This exercise requires an exact copy of each line from the one containing "g_FragHandle = 0;" down to the last line below.

▶ [Collected data entries]:

==========

Issue #277, opened 2015-07-19
OpenGL3 example broken on OSX


trevex:
The commit e3b9a618839bda97e5bec814172185f3667e2324 seems to have broken rendering on OS X.
On linux everything works as expected, but OS X throws `GL_INVALID_OPERATION` for the `glDrawElements` on line 91 of the GL3 implementation and therefore nothing is rendered.

I suspect this is due to the OpenGL driver being more strict on OS X, because with a GL core context, client-side arrays for the `indices` parameter of `glDrawElements` and `glDrawElementsInstanced` are explicitly disallowed.

ocornut:
Do you know what would be a good fix? I am not really familiar with OSX nor OpenGL. Maybe the iOS exemple provide a better base?

trevex:
Just did some more testing and the specified commit is not the problem, the problem was introduced by the use of indices. 

The solution would be to load the indices into a buffer as well and bind it to `GL_ELEMENT_ARRAY_BUFFER`. So essentially the procedure of streaming data to the vertex buffers, has to be done for an index buffer as well.

trevex:
Not much time to dispose just now, but I can try to get a pull request done in the next couple of days if necessary.

PR #278, opened 2015-07-19
To support drivers with strict core profiles, a buffer is used for th…

trevex:
…e indices as well (fixes ocornut/imgui#277).

### DIFF
--- a/examples/opengl3_example/imgui_impl_glfw_gl3.cpp
+++ b/examples/opengl3_example/imgui_impl_glfw_gl3.cpp
@@ -24,7 +24,7 @@ static int          g_ShaderHandle = 0, g_VertHandle = 0, g_FragHandle = 0;
 static int          g_AttribLocationTex = 0, g_AttribLocationProjMtx = 0;
 static int          g_AttribLocationPosition = 0, g_AttribLocationUV = 0, g_AttribLocationColor = 0;
 static int          g_VboSize = 0;
-static unsigned int g_VboHandle = 0, g_VaoHandle = 0;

==========

▶ [Response box]:
@@ -24,7 +24,7 @@ static int          g_ShaderHandle = 0, g_VertHandle = 0, g_FragHandle = 0;
 static int          g_AttribLocationTex = 0, g_AttribLocationProjMtx = 0;
 static int          g_AttribLocationPosition = 0, g_AttribLocationUV = 0, g_AttribLocationColor = 0;
 static int          g_VboSize = 0;
-static unsigned int g_VboHandle = 0, g_VaoHandle = 0;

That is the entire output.